石上洋の米国税務・会計 Vol.37「留保利益への課税」


石上越智会計事務所では、月に2回、アメリカの税務などに関わる情報を配信しています。
今回のトピックは「留保利益への課税」です。

留保利益への課税

企業を運営して黒字が続くと、内部にお金が溜まり続けていきます。これは配当金として株主に還元されるのが一般的ですが、一定額を超えると課税対象になる可能性があります。

<配当金>

企業の利益は株主に配当金を出さない限り、留保利益(Retained Earnings)として内部に溜まり続けます。それらの利益には法人税が課されます。その後に留保利益から配当金を出すと再び個人の所得税がかかります。このように法人の利益には、個人に辿り着くまでに二回課税されることになり、これを二重課税と呼びます。

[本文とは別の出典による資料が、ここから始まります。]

PR #215, opened 2019-10-28
Verify that q, u, and l are not null

### LINKED ISSUE #214: Segmentation fault  in osqp_setup
When calling osqp_setup segment fault , but there is no any error messages.
Segmentation fault (core dumped)

imciner2:
We were never verifying that q, u, and l were actually passed into the solver before being accessed, so we would get segmentation faults. This updates the `validate_data` function to test for if these three are null.

Fixes #214

### DIFF
--- a/src/auxil.c
+++ b/src/auxil.c
@@ -815,6 +815,27 @@ c_int validate_data(const OSQPData *data) {
     return 1;
   }
 
+  if (!(data->q)) {
+# ifdef PRINTING
+    c_eprint("Missing vector q");
+# endif
+    return 1;
+  }
+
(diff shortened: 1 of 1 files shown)


bstellato:
This behavior is not correct. We should allow vectors `l` and `u` to be NULL when the problem is unconstrained. This PR forces the malloc to return a not-null pointer when passing a 0 size. However the behavior of malloc in this case is "implementation dependent". See the [manual](https://man7.org/linux/man-pages/man3/free.3.html#:~:text=DESCRIPTION%20top,successfully%20passed%20to%20free()).

PR #218, opened 2019-11-05
Make Travis deploy arm binaries automatically

bstellato:


imciner2:
Travis has been removed, so I am going to close this. We can discuss with @vineetbansal if we want to port this over to the new GitHub actions release workflow that he is developing right now.

PR #231, opened 2020-01-14
add missing define

ahoarau:


imciner2:
This has already been fixed in the development version (commit https://github.com/oxfordcontrol/osqp/commit/fdd206e6fcb12465be4d8105b5fae4650a67665c) and will be part of the next bugfix release.

PR #256, opened 2020-06-05
Fix signs in infeasibility conditions

gbanjac:
Fix https://github.com/oxfordcontrol/osqp/issues/180 and https://github.com/oxfordcontrol/osqp/issues/255

### DIFF
--- a/ci/travis/install.sh
+++ b/ci/travis/install.sh
@@ -29,11 +29,11 @@ export PATH=${DEPS_DIR}/miniconda/bin:$PATH
 hash -r
 conda config --set always_yes yes --set changeps1 no
 conda update --yes -q conda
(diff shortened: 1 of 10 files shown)


gbanjac:
This Python code is a MWE in which infeasibility is not reported without this fix:
```
import osqp
import numpy as np
import scipy.sparse as spa

P = spa.csc_matrix([0])
q = np.array([1])
A = spa.csc_matrix([[1],[1]])
l = np.array([-np.inf, 1e-4])
u = np.array([0, np.inf])

prob = osqp.OSQP()
prob.setup(P,q,A,l,u, eps_abs=1e-5, eps_rel=1e-5)
res = prob.solve()
```

bstellato:
LGTM. Thanks!

PR #260, opened 2020-06-23
Rename the global namespace literal DELTA to avoid clashes with other libraries

avikde:
I ran into issues using osqp with https://gtsam.org/ since it uses "DELTA" as a constant that was being replaced by #define DELTA in osqp code. 

I think this minor change does not affect anything in osqp, but should avoid clashes with other libraries.

If you don't mind this change, perhaps "VERBOSE" should be renamed as well since it also seems like a common name (though I did not have any particular issue with this).

### DIFF
--- a/include/constants.h
+++ b/include/constants.h
@@ -73,7 +73,7 @@ extern const char * OSQP_ERROR_MESSAGE[];
 
 
 # ifndef EMBEDDED
-#  define DELTA (1E-6)
+#  define OSQP_DELTA (1E-6)
 #  define POLISH (0)
 #  define POLISH_REFINE_ITER (3)
 #  define VERBOSE (1)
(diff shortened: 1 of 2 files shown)


bstellato:
Thank you for pointing out this issue! I am sure it is quite common. I believe this is something we should consistently fix in the complete codebase (public API + constants). It is related to this issue: https://github.com/oxfordcontrol/osqp/issues/67

In particular, the solution @mlubin pointed out a while ago https://github.com/oxfordcontrol/osqp/issues/67#issuecomment-391152644 seems the easiest. We should probably make everything consistent.

imciner2:
This has now been fixed in the `develop-1.0` branch, where all external constants have the prefix `OSQP_` to namespace them to OSQP and prevent conflicts with other software.

PR #268, opened 2020-08-28
Update CMakeLists.txt to use correct library directory under linux.

kevinsmia1939:
I found a some files that went into /usr/lib when building on 64-bit architectures
I think that if I build for 64-bit, it should go to /usr/lib64 with this changes.


imciner2 (approved):

imciner2:
@kevinsmia1939 sorry for the delay in merging this.

PR #417, opened 2019-03-02
Fix/#415 dynamic port binding

jiachen1120:
@NicholasAzar @stevehu Hey! I am sorry that I have not fulfilled my duties to complete the task you handed in. I just did a test and found that there may still be some areas to improve on this issue.

I just did a manual test of develop branch and found the following problems:

If the user is using a static port and the port happens to be occupied, the user will get the following information:

Fail to bind to port 8453, trying 8454

And at this point the server does not stop, perhaps this will make the user mistakenly think that the server is always trying to bind the port. I think we should let the exception throw at the moment. 

Then, I test @NicholasAzar changes. due to the whole bind() is put in to try catch block, the registration exception would be caught by outer try-catch and the user would get the port bind fail message when the registration fails.

In summary, I made some changes to make sure the following performance:
1. (dynamic port) keep trying until reach valid port. If registration fails, the server stop after tried the first port.
2. (static port) trying to bind port. If fail, throw the exception. 

Related topics:
https://github.com/networknt/light-4j/pull/416
https://github.com/networknt/light-4j/issues/415

### DIFF
--- a/config/src/main/java/com/networknt/config/Config.java
+++ b/config/src/main/java/com/networknt/config/Config.java
@@ -43,7 +43,6 @@ import java.util.concurrent.ConcurrentHashMap;
  */
 public abstract class Config {
     public static final String LIGHT_4J_CONFIG_DIR = "light-4j-config-dir";
-    public enum InternalizedConfigPath {DEFAULT, CLASSPATH}
 
     protected Config() {
     }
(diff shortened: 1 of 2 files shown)


NicholasAzar:
@jiachen1120 I think minPort should be ok to equal maxPort, just when it's strictly greater should there be an error

jiachen1120:
@NicholasAzar I also think it should be ok to equal in theory, but the previous performance is that the range of the port is: minPort <= port < maxPort. If let minPort equal to maxPort, no error message appear and no port bound successfully. So in order to make the previous performance unchanged I make such kind of change. @stevehu Or, maybe should we change the port range to
minPort <= port <= maxPort?

stevehu:
@jiachen1120 @NicholasAzar We are discuss the edge case now. In most of the cases, users won't use dynamic port if the minPort and maxPort is equal. They would assign the port directly without dynamic port enabled. That being said, we cannot predict user behaviors. In the case that minPort is equal to maxPort, we should try to bind to it and quit with error if that particular port is not availabe. If that means we have to break the previous behavior, then let's break it as I don't think anybody is depending on the behavior. I think we should change the port range to minPort <= port <= maxPort as @jiachen1120 suggested.

PR #419, opened 2019-03-03
just improvements

jefperito:
Hello guys, i am pushing these "improvements" of code


stevehu:
@jefperito I saw you have added audit.yml and handler.yml in the src/test/resources folder. Where are these files used? For the AuditConfig, is the default config file in src/main/resources/config/audit.yml loaded? 

I am still reading the PowerMock documentation and found that it still doesn't support JDK11 and JUnit 5 yet. I am a little bit concerned to use it as it is working on the bytecode level and might have compatibility issue when we upgrade other testing dependencies or JDK. Could you please point out where we have to use PowerMock as Mockito is not enough? Thanks.

jefperito:
Hello guys, 

sorry for delay, i've been very busy recently

@ddobrin Ok!

@stevehu i'm using PoweMock to test some cases where mockito does not fit, e.g. test static methods, and about the new branch: Ok!

stevehu:
@NicholasAzar @ddobrin @jiachen1120 What do you think to introduce PowerMock? @jefperito Could you please point out where the audit.yml and handler.yml in the src/test/resources are referred? Thanks.

ddobrin:
Powermock has better access to static methods, static initializers, private methods, things which could be useful.

If there is a compelling case to introduce it, I am not against it.

jefperito:
removed those yml files, i committed a mistake, just forgot delete the files because tests dont use anymore

stevehu:
@jefperito Thanks a lot for your help.

stevehu:
[just improvements](https://trello.com/c/4FfddXQn/117-just-improvements)

stevehu:
[just improvements (#419)](https://trello.com/c/KcMrQXxA/121-just-improvements-419)

PR #422, opened 2019-03-06
fixes #421 add last handler to Handler class for handler chain inject…

### LINKED ISSUE #421: add last handler to Handler class for handler chain inject in the beginning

配当金を出すと株主の所得レベルが上がり税金も増えるので、出さずにいることで節税することも可能です。留保金課税 留保利益25万ドル以上(会計業やエンジニア等、何らかのプロフェッショナル・サービスを提供するような事業は15万ドル以上)に対して20%課税されます。

例えば、2017年までの留保利益が20万ドル、2018年の所得が40万ドルだとします。ここで配当金を出さなければ、2019年の留保利益は60万ドル(20万ドル+40万ドル) です。そうすると、2018年の留保金課税は35万ドル  (60万ドル– 25万ドル) に対して税率が20%なので、7万 (35万ドル×20%) 課税されます。

<課税の理由>

株主に余剰利益を分配しないことに対する懲罰的課税で、米国国税庁(Internal Revenue Service/IRS)が調査に入ったときに課税されます。ですので、正当な理由があれば留保利益が25万ドルを超えても課税対象となりません。

例えば、仕入れや給与など運転資金で必要といった場合です。毎月の取引額が留保利益を上回ったり、多くの従業員を抱えて一回の給与で25万ドルを超えるような企業は、ある程度の留保利益を確保しておかなければ事業が回りません。それ以外にも、事業の拡張計画などがある場合も正当な理由となります。これらの事実から、配当金を出さない理由が二重課税を逃れることにないと証明することで課税回避が可能となります。

それらの証明には、事業拡大計画や備品の更新を検討した議事録や、その計画を示唆するEメールが残っていれば十分な証拠となります。しっかりと根拠資料を残しておけば、課税される心配はほぼ無いと言っていいでしょう。

<定期的な配当>

定期的に配当金を支払って、留保利益を合理的な範囲内にとどめる事で課税回避可能です。それによって二重課税の対象となりますが、配当金をあまり支払わない企業は支払っている企業と比べて、恣意的に留保利益をとどめることで「二重課税を避けていた」と判断されることもあり、調査に入られたときに言い逃れが難しくなる傾向にあります。